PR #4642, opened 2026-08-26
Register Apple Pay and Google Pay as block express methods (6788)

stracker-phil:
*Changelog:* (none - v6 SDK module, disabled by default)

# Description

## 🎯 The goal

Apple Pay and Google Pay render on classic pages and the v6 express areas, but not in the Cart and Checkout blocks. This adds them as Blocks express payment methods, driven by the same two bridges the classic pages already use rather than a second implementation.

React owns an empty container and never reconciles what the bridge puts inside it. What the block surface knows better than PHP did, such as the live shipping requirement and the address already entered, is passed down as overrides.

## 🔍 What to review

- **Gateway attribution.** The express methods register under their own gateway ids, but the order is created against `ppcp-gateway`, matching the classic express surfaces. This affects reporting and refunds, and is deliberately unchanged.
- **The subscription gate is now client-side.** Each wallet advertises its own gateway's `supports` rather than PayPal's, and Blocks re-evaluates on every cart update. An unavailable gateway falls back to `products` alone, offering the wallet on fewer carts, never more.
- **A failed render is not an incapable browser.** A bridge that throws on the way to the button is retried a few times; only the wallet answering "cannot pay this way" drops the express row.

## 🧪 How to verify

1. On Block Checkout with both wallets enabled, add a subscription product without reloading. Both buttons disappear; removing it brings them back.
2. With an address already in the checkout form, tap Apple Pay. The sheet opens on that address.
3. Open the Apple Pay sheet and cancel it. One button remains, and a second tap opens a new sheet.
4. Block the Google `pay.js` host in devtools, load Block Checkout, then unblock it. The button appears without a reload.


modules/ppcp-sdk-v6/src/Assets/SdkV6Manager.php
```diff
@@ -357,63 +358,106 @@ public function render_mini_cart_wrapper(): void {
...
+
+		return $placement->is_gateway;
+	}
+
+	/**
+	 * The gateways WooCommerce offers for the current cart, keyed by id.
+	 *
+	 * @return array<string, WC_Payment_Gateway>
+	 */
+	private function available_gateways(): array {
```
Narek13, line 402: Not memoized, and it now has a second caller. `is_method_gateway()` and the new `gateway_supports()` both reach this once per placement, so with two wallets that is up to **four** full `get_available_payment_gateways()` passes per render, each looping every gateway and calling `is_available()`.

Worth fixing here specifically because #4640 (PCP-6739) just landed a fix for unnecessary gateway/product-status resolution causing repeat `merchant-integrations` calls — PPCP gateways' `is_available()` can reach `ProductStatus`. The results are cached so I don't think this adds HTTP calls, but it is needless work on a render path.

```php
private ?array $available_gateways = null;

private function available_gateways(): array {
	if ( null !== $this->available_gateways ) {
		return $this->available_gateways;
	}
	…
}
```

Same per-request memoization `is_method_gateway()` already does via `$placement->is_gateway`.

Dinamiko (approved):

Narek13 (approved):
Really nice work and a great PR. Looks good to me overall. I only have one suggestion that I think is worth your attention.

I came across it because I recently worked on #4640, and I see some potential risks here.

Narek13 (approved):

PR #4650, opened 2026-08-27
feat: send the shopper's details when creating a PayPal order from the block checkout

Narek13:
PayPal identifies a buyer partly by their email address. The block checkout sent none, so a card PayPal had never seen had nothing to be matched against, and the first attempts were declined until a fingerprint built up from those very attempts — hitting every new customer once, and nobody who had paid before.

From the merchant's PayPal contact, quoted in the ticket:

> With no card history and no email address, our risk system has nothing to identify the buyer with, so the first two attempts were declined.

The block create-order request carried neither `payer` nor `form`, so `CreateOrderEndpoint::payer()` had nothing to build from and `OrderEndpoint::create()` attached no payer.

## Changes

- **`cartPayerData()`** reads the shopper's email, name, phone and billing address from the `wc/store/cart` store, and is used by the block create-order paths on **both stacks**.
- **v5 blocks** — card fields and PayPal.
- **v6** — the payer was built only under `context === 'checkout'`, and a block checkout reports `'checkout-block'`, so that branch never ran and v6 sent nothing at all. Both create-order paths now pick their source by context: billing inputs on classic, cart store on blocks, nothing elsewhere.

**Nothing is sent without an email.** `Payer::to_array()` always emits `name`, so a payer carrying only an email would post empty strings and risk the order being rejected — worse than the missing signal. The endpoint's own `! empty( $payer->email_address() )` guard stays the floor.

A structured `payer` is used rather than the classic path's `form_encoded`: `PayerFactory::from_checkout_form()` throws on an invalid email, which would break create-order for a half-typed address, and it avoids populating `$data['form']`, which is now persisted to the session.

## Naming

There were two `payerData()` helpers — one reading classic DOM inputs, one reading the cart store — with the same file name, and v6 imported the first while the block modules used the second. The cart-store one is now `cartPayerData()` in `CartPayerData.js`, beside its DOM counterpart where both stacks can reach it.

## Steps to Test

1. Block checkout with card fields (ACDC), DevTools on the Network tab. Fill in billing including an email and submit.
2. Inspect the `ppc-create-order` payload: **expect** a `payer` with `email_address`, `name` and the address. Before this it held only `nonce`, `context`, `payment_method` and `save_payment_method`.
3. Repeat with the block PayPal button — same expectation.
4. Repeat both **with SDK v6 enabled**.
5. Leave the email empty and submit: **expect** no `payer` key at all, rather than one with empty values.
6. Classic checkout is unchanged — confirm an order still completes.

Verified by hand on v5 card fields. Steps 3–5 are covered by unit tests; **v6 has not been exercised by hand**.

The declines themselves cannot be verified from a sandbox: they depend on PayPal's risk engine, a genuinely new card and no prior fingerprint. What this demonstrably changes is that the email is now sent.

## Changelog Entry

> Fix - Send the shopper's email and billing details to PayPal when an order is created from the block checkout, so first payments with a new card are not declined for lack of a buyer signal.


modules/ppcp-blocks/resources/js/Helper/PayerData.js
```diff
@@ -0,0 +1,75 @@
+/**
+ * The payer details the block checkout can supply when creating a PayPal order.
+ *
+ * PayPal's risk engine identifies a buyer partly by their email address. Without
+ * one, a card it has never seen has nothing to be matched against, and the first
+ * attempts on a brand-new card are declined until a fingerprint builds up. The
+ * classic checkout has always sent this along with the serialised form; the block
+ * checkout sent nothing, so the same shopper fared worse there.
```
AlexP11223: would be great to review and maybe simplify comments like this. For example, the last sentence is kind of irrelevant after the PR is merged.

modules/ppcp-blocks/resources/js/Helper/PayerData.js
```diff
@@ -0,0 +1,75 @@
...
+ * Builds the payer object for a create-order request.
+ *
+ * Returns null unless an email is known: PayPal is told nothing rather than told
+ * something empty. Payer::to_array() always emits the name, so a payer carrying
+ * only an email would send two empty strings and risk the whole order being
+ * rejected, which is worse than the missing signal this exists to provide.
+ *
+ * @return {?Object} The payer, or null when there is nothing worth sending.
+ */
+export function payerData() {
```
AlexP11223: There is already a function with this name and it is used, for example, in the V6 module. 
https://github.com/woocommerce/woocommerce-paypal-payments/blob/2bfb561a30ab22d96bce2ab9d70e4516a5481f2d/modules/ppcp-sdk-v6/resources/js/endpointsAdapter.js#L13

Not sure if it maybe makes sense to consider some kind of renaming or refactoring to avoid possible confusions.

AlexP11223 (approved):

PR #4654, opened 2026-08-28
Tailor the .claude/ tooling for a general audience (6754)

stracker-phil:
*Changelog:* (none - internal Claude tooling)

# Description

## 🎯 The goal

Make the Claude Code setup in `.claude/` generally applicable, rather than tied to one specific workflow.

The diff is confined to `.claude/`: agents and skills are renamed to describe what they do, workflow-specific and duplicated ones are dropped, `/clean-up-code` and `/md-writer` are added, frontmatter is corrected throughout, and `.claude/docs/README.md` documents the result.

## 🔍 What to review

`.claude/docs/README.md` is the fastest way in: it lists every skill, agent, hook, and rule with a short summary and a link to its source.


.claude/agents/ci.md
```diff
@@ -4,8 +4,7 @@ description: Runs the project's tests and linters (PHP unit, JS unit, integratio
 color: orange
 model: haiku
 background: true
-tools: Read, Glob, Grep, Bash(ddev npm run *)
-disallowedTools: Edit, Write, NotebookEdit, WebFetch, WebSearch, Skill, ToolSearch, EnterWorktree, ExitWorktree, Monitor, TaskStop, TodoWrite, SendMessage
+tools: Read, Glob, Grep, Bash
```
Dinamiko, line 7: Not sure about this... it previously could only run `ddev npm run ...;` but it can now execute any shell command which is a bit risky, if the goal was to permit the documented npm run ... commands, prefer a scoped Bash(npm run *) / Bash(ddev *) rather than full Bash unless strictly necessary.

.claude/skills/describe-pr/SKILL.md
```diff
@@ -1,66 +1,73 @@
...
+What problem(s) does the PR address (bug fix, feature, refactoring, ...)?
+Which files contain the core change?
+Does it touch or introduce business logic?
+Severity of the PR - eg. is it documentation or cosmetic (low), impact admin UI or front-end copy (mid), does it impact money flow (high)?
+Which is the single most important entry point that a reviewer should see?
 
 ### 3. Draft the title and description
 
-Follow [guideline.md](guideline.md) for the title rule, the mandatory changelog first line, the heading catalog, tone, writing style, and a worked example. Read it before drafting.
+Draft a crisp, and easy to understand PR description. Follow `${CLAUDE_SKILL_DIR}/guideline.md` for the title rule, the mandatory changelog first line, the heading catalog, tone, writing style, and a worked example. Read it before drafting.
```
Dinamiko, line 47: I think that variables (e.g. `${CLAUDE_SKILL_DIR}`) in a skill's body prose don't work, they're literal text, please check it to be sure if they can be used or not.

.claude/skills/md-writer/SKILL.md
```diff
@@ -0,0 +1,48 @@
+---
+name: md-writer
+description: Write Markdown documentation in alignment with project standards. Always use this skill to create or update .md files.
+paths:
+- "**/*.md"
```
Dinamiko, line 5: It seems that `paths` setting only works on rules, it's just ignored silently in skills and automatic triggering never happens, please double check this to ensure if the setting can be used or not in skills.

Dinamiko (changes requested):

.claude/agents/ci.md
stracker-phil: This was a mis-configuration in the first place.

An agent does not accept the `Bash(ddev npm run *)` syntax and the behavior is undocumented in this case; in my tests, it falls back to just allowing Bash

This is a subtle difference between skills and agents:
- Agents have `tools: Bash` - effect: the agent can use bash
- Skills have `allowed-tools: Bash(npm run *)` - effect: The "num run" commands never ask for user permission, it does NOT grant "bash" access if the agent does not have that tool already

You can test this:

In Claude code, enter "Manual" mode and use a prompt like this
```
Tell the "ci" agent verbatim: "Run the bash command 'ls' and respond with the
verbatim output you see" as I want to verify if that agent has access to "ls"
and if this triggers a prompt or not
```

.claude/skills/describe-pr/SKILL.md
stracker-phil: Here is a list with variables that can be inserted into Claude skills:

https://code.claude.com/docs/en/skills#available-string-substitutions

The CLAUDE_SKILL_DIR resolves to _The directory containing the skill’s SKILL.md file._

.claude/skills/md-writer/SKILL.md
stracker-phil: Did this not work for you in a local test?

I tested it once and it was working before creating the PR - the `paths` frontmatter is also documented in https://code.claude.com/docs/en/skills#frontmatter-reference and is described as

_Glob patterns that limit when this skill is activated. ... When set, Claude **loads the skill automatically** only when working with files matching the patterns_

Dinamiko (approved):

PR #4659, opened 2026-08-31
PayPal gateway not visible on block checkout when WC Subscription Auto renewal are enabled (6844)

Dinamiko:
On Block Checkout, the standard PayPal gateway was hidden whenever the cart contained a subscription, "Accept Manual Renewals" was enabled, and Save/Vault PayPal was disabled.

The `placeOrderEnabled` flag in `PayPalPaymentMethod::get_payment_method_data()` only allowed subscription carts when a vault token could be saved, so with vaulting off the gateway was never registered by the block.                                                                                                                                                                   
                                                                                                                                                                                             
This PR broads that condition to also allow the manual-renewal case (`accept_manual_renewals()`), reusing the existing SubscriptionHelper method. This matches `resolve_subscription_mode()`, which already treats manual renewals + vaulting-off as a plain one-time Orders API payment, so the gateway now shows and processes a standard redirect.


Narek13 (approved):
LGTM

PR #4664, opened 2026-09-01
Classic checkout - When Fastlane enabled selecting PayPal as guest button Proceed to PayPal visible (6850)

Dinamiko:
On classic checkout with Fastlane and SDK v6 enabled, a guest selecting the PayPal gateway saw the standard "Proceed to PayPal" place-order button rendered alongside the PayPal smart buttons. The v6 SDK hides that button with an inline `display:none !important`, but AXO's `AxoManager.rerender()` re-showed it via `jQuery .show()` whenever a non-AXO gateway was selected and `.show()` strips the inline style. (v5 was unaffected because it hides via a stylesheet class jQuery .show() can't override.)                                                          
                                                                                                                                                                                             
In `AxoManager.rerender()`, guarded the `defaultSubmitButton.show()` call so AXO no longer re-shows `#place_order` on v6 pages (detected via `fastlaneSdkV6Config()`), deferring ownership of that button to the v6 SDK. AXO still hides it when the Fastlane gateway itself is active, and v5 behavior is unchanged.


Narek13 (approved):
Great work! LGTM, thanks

........

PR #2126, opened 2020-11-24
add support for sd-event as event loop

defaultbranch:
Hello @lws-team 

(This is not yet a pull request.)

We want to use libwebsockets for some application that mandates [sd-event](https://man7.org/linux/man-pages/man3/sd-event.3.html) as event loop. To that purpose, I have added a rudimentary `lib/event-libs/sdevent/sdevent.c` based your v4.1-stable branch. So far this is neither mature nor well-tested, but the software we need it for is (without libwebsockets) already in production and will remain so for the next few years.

........

__Your instructions__:
Which lines of the data above contain the string "verify"? Copy each of them.

__Your response__:
## 🧪 How to verify
verbatim output you see" as I want to verify if that agent has access to "ls"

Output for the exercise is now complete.